Re: 2.1.7

From: Stefan Monnier <stefan.monnier_at_epfl.ch>
Date: Fri, 18 Aug 1995 14:13:50 +0200

Stefan Monnier <stefan.monnier_at_epfl.ch> wrote:
> STk> (run-process "ls" :output "tmp")
> #<process PID=4040>
> STk> Bye.
>
> Right after launching "ls", STk quits. If ls is run with ":wait #t", it works
> fine. It feels like the signal send by "ls" when it finishes (SIGCHLD or
> somesuch) is not correctly caught by STk.

I just upgraded to 2.2.0 and the problem is still the same.

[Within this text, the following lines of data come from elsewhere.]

PR #733, opened 2022-10-24
supabase/db: live_specs needs index on spec_type

mdibaiee:
**Description:**

- I checked stats for our queries on `live_specs_ext` and found that all offending queries have a filter on `spec_type` which does not have an index, and they order by `updated_at DESC NULL LAST` which also does not have an index. With these changes, I can see an improvement from 3.6-4s down to 1.9-2.2s.
- To get statistics, I used:
```
SELECT query, mean_exec_time, total_exec_time, min_exec_time, max_exec_time FROM pg_stat_statements WHERE query LIKE '%live_specs_ext%';
```
- This is still relatively slow for 10 documents, and that's becaues apparently our authentication policy on `live_specs` table runs before any other quals (i.e. before filtering by `spec_type`). I did some research trying to find a way to optimise this, and basically ask postgres: can you please filter by `spec_type` first? I see a few relevant options such as `security_barrier` views and `leakproof` functions, but I couldn't make them work for our use case where the table itself has a policy on it. So I have posted this question with more details on [stackoverflow](https://stackoverflow.com/questions/74183521/postgres-optimisation-run-view-query-before-policy) for now.

**Workflow steps:**

**Notes for reviewers:**

- - -
This change is [Reviewable](https://reviewable.io/reviews/estuary/flow/733)

### DIFF
--- a/supabase/migrations/09_publications.sql
+++ b/supabase/migrations/09_publications.sql
@@ -64,6 +64,11 @@ alter table live_specs enable row level security;
 create unique index idx_live_specs_catalog_name on live_specs
   (catalog_name text_pattern_ops);
 
+create index idx_live_specs_spec_type on live_specs
+  (spec_type);
+
+create index idx_live_specs_updated_at on live_specs (updated_at desc nulls last);
+
 create policy "Users must be read-authorized to the specification catalog name"
   on live_specs as permissive for select
   using (auth_catalog(catalog_name, 'read'));


supabase/migrations/09_publications.sql
```diff
@@ -64,6 +64,11 @@ alter table live_specs enable row level security;
 create unique index idx_live_specs_catalog_name on live_specs
   (catalog_name text_pattern_ops);
 
+create index idx_live_specs_spec_type on live_specs
+  (spec_type);
+
+create index idx_live_specs_updated_at on live_specs (updated_at desc nulls last);
```
jgraettinger, line 70: what's the purpose of this second index?

should it be combined with the index on `spec_type` (do queries typically filter on both?)?

jgraettinger (approved):
LGTM

>  that's becaues apparently our authentication policy on live_specs table runs before any other quals (i.e. before filtering by spec_type)

interesting, nice writeup in stack overflow

jgraettinger:
The nature of these queries is asking the DB to do a lot of work, since it must scan _all_ specs (though filtered a bit on type) on the off-chance that the user will be read-authorized to a given spec. The spec_type index will probably only help by a low, constant, and linear value (e.x. a 2/3 reduction in running time).

Ideally the DB would be smart enough to hoist the auth_catalog policy up into a grounded set of permitted catalog prefixes, and then use the index over catalog name, but that's asking an awful lot and clearly isn't happening.

We could potentially update the live_specs_ext view to explicitly join against the set of auth_roles for the current user? That might get the catalog_name index involved a lot earlier in the query plan.

mdibaiee:
Actually, Supabase's presentation of the Query Plan was _very_ misleading because the indentation was lost, with indentation it appears that the filtering on `auth_catalog` has actually negligible cost:

```
| QUERY PLAN                                                                                                                                            |
| ----------------------------------------------------------------------------------------------------------------------------------------------------- |
| Limit  (cost=0.68..71.32 rows=10 width=2118)                                                                                                          |
|   ->  Nested Loop  (cost=0.68..1159.11 rows=164 width=2118)                                                                                           |
|         ->  Nested Loop Left Join  (cost=0.43..1155.58 rows=164 width=2022)                                                                           |
|               Join Filter: (((c.id)::macaddr8 = (t.connector_id)::macaddr8) AND (l.connector_image_tag = t.image_tag))                                |
|               ->  Nested Loop Left Join  (cost=0.43..1026.92 rows=164 width=1979)                                                                     |
|                     ->  Nested Loop Left Join  (cost=0.28..1009.96 rows=164 width=1428)                                                               |
|                           ->  Seq Scan on live_specs l  (cost=0.00..785.86 rows=164 width=1389)                                                       |
|                                 Filter: (auth_catalog((catalog_name)::text, 'read'::grant_capability) AND (spec_type = 'capture'::catalog_spec_type)) |
|                           ->  Index Scan using publication_specs_pkey on publication_specs p  (cost=0.28..1.37 rows=1 width=55)                       |
|                                 Index Cond: (((live_spec_id)::macaddr8 = (l.id)::macaddr8) AND ((pub_id)::macaddr8 = (l.last_pub_id)::macaddr8))      |
|                     ->  Memoize  (cost=0.15..0.34 rows=1 width=586)                                                                                   |
|                           Cache Key: l.connector_image_name                                                                                           |
|                           ->  Index Scan using connectors_image_name_key on connectors c  (cost=0.14..0.33 rows=1 width=586)                          |
|                                 Index Cond: (image_name = l.connector_image_name)                                                                     |
|               ->  Materialize  (cost=0.00..22.55 rows=37 width=55)                                                                                    |
|                     ->  Seq Scan on connector_tags t  (cost=0.00..22.37 rows=37 width=55)                                                             |
|         ->  Function Scan on view_user_profile u  (cost=0.25..0.26 rows=1 width=96)                                                                   |
```

The two more significant costs are the join of `live_specs` and `publication_specs` and function scan of `view_user_profile`. I'm fiddling with these to see if I can improve them.

PR #739, opened 2022-10-24
feature: restrict publishing connector images/tags to those defined in the database

### LINKED ISSUE #727: require that published task images are in `connectors` table

jshearer:
Fixes #727

**Description:**

We want to whitelist the connector images that we allow users to run, for obvious security reasons. This introduces a check during publication that the connector image and requested tag exist in the database.

**Examples:**

When the connector image does not exist:
```
detail=Error validating connector tag 'ghcr.io/estuary/source-http-file:dev' because 'ghcr.io/estuary/source-http-file' is not an authorized connector image
```

When the connector image exists, but the specific tag does not: 
```
detail=Error validating connector tag 'ghcr.io/estuary/source-hello-world:dev' because ':dev' is not an allowed tag
```

When the connector image and tag exist, but the tag status isn't success:
```
detail=Error validating connector tag 'ghcr.io/estuary/source-hello-world:v1' because tag ':v1' status is 'SpecFailed'
```

**Things I'm thinking about still:**

* What about when we're developing connectors locally? Is there some "we're running in temp-data-plane mode, let me live dangerously" flag?
* Should these errors actually be implemented as an enum and link to (as-yet nonexistent) docs pages like some of the other errors do?
* Is there a better way to write the [query](https://github.com/estuary/flow/pull/739/files#diff-9252bb50f2c52256ceb9d4ebf4b42bc55e80d44cc23c11592422083d1abb029aR68-R78) than falling back to the non-macro `query_as`? The reason is that I wanted to use `sqlx::types::Json<...>`, but:
  * the `query_as!` macro we're using everywhere else [explicitly doesn't support `FromRow`](https://github.com/launchbadge/sqlx/issues/514)
  * the `query!` macro doesn't let you name the output struct
  * the `query_as` function (not macro) doesn't do build-time typechecking or automatic argument binding

- - -
This change is [Reviewable](https://reviewable.io/reviews/estuary/flow/739)


psFried (commented):
>     What about when we're developing connectors locally? Is there some "we're running in temp-data-plane mode, let me live dangerously" flag?

I think my bias here would be that, before we add a danger mode, we'd try to make it as easy as possible to just add the connector images to the database locally. IIRC there's a script to add one pretty easily, so it may not be much of an issue?

>     Should these errors actually be implemented as an enum and link to (as-yet nonexistent) docs pages like some of the other errors do?

IMO it's not necessary. The error message you have is pretty clear already. And we eventually would like to support running arbitrary images, so the limitation hopefully won't be in place for very long.

>     Is there a better way to write the [query](https://github.com/estuary/flow/pull/739/files#diff-9252bb50f2c52256ceb9d4ebf4b42bc55e80d44cc23c11592422083d1abb029aR68-R78) than falling back to the non-macro query_as? The reason is that I wanted to use sqlx::types::Json<...>, but:

It seems like the only reason you need to use `Json<_>` is because you're returning all the image tags as a json array. So I think my first question is whether we really need to look at the tags at all? Would it be good enough to only validate the image name? IMO it seems fine, but I'm sure you've thought about that more than I have.

If you still want to include the tags, I'd expect that it would work if you return tags as a postgres array instead of JSON, which could possibly also require a special annotation in the query, as described in [this SO answer](https://stackoverflow.com/a/69474491).

crates/agent-sql/src/connector_tags.rs
```diff
@@ -42,6 +42,47 @@ pub async fn dequeue(txn: &mut sqlx::Transaction<'_, sqlx::Postgres>) -> sqlx::R
     .await
 }
 
+/// JobStatus is the possible outcomes of a handled connector tag.
+#[derive(Debug, Deserialize, Serialize)]
+#[serde(rename_all = "camelCase", tag = "type")]
+pub enum JobStatus {
```
jgraettinger, line 48: The intent of the separation of these crates is that agent-sql is _only_ queries and structs which are POD of query outcomes.

I see why you moved it, but it's a smell that you had too.

crates/agent/src/connector_tags.rs
```diff
@@ -143,11 +132,8 @@ impl TagHandler {
         .await?;
 
         if let Some(oauth2_spec) = oauth2_spec {
-            agent_sql::connector_tags::update_oauth2_spec(
-                row.connector_id,
-                oauth2_spec,
-                txn,
-            ).await?;
+            agent_sql::connector_tags::update_oauth2_spec(row.connector_id, oauth2_spec, txn)
```
jgraettinger, line 135: Are you running rustfmt with default settings? Seeing some churn here and elsewhere that I wouldn't expect.

crates/agent-sql/src/connector_tags.rs
```diff
@@ -42,6 +42,47 @@ pub async fn dequeue(txn: &mut sqlx::Transaction<'_, sqlx::Postgres>) -> sqlx::R
...
+    Queued,
+    PullFailed,
+    SpecFailed,
+    OpenGraphFailed { error: String },
+    Success,
+}
+
+// ConnectorTags represent all of the tags defined for a particular connector
+#[derive(Debug, FromRow)]
```
jgraettinger, line 57: Right, I think I have an alternative proposal for how to go about this:

First, all we really need to validate is that the connector _image_ is defined in the connectors table. The image alone is what implies ownership, and we very frequently are using alternative or draft tags of images, so it would be a big UX issue even just for us if we enforced tag equivalence.

Second, rather than loading connectors and tags, you can frame the whole thing as a query akin to `resolve_expanded_spec_rows` like:

```
pub async fn resolve_unknown_connectors(
    seed_ids: Vec<Id>,
    txn: &mut sqlx::Transaction<'_, sqlx::Postgres>,
) -> sqlx::Result<Vec<UnknownConnector>> {
```

Where UnknownConnector is a struct with the offending spec catalog_name and the connector.

This would be run _after_ `apply_updates_for_row` has run for all specs, such that the `live_specs` table has already been updated with the provisional connector. See how we run `expanded_specifications` for an example of another place we're using this "query after you've already updated" technique.

What's nice about this approach is that the entire check can be framed as a single SQL query in a stand-alone function which returns zero or more rows, and any row > zero Is mapped into an error.

When we're ready to remove this check, we remove the function and its call.

Note this approach is invariant to whether we're checking images and tags, or just images (but again, we should just check images).

jgraettinger:
Oh, and we also need a similar check over discover operations, as that's another place we're invoking a connector within the agent.

jshearer:
Thanks for the suggestion, I like doing the check as one query. It didn't occur to me because I didn't make the connection that you can make changes and then query those changes all inside a transaction that can subsequently be rolled back if desired. Much cleaner.

**TODO:**
- [ ] Move `JobStatus` back
- [ ] Implement `resolve_unknown_connectors`
- [ ]  Validate discovers
- [ ] Only validate images, not tags

crates/agent-sql/src/connector_tags.rs
jshearer: Done!

crates/agent/src/connector_tags.rs
jshearer: I haven't configured rustfmt, just using the built in vscode plugin... I do see this churn. I'll manually reset these couple of lines, but I _have_ seen this before too especially around autogenerated rust protobuf files...

crates/agent-sql/src/connector_tags.rs
jshearer: Moved it back

crates/agent/src/publications/specs.rs
```diff
@@ -282,8 +284,8 @@ pub fn validate_transition(
 
         // Verify that the live specification has not existed and then been deleted in the past.
         // TODO(johnny): remove once we introduce data plane pet-names.
-        if live_type.is_none() && draft_type.is_some() && *last_pub_id != pub_id   {
```
jshearer, line 285: @jgraettinger so I'm pretty sure that this was actually wrong, and my rustfmt fixed it. The spacing was off, there shouldn't have been two spaces here or two indents below

crates/agent-sql/src/connector_tags.rs
```diff
@@ -42,6 +42,47 @@ pub async fn dequeue(txn: &mut sqlx::Transaction<'_, sqlx::Postgres>) -> sqlx::R
     .await
 }
 
+// ConnectorTags represent all of the tags defined for a particular connector
```
jgraettinger, line 45: nit: comment is out of date

crates/agent/src/publications/specs.rs
jgraettinger: 👍

jgraettinger (approved):
LGTM! % a couple of nits below.

jgraettinger (changes requested):
Oh: I would like to see test coverage added here, though.

See `agent-sql/tests/publications.rs`, for example.

The existing publications and discover handlers are woefully lacking, but see also how directives like `grant.rs` or `beta_onboard.rs` are tested in the `agent` crate for a suggested test framework.

jgraettinger (approved):
Awesome, LGTM

PR #740, opened 2022-10-24
connector: revert to stdio behavior

jgraettinger:
**Description:**

Roll-back the implementation of connector/run.go to stdio-only mode. This is being done out of excess caution only, and not because of a specific known problem in this implementation.

- - -
This change is [Reviewable](https://reviewable.io/reviews/estuary/flow/740)


willdonnelly (approved):
LGTM

PR #742, opened 2022-10-25
live_specs_ext: optimise by joining auth.users instead of using function

mdibaiee:
**Description:**

- Instead of using a function, we can join `auth.users` on `p.user_id = auth.users.id` and from my tests, this makes the query run as fast as 500ms instead of 2s. In order to test this, try running a query against the `live_specs_ext_inline` (a view I created this way) from the UI.

**Workflow steps:**

**Notes for reviewers:**


mdibaiee:
`publication_specs_ext` is also using a lateral join on `view_user_profile` at the moment, so we may also migrate that one once we confirm this is working well for us.

supabase/migrations/10_spec_ext.sql
```diff
@@ -89,14 +89,14 @@ select
...
   u.email as last_pub_user_email,
-  u.full_name as last_pub_user_full_name
+  coalesce(u.raw_user_meta_data->>'full_name', u.raw_user_meta_data->>'name') as last_pub_user_full_name
 from live_specs l
 left outer join publication_specs p on l.id = p.live_spec_id and l.last_pub_id = p.pub_id
 left outer join connectors c on c.image_name = l.connector_image_name
-left outer join connector_tags t on c.id = t.connector_id and l.connector_image_tag = t.image_tag,
-lateral view_user_profile(p.user_id) u
+left outer join connector_tags t on c.id = t.connector_id and l.connector_image_tag = t.image_tag
+inner join auth.users u on u.id = p.user_id;
```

STk> (run-process "sleep" "10" :wait #f)
#<process PID=16332>
STk> (run-process "sleep" "30" :wait #t)
#<process PID=16333>
STk> Bye.

What you cannot see on this is that the first process was started at time 0s and
returned immediately (of course), the second process was started at time 5s
and returned at time 10s and STk said "Bye." at time 35s.
Obviously the SIGCHLD signal handler didn't correctly associate the signals with
the processes.
Also, when the last SIGCHLD was received, I don't know what happened in the
sighandler, but the read() call (which was waiting on the user's input) returned
with a count of "-1" which the toplevel loop interpreted as an EOF. This is
why it left.

Looking at the read and wait manpages, it seems the problem is always the same:
when a signal arrives while the program is waiting in "read" or in "wait", the
syscall is returns immediately with some kind of "error" message indicating
that the syscall has been aborted. The problem is that neither for the wait,
not for the read does STk deal with such situations.